§ Given data
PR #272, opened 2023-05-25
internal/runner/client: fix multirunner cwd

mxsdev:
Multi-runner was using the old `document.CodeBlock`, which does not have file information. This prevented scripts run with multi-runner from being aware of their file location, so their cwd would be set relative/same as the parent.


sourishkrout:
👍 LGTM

* * *

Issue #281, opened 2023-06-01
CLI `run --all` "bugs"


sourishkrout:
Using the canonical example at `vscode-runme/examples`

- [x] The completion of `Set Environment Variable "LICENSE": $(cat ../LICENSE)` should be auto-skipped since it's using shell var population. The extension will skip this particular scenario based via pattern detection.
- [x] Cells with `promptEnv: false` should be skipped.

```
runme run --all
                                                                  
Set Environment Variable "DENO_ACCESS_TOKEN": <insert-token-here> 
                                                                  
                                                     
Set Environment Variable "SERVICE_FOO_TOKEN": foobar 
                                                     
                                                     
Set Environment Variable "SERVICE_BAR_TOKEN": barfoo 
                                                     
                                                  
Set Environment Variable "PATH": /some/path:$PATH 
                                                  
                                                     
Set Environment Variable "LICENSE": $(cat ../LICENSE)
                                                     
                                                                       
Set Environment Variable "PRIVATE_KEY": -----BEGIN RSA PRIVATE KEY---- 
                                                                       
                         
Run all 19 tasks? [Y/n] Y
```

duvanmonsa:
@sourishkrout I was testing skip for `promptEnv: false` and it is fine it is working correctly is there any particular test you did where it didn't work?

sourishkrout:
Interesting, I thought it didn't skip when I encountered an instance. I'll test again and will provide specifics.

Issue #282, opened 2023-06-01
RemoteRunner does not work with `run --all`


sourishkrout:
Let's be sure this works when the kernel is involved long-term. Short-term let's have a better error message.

§ What the task requires
Find the line with "RemoteRunner does not" in the material above. Reproduce it and each line after it up to and including the line with "Let's be sure".

§ Answer to this problem
RemoteRunner does not work with `run --all`


sourishkrout:
Let's be sure this works when the kernel is involved long-term. Short-term let's have a better error message.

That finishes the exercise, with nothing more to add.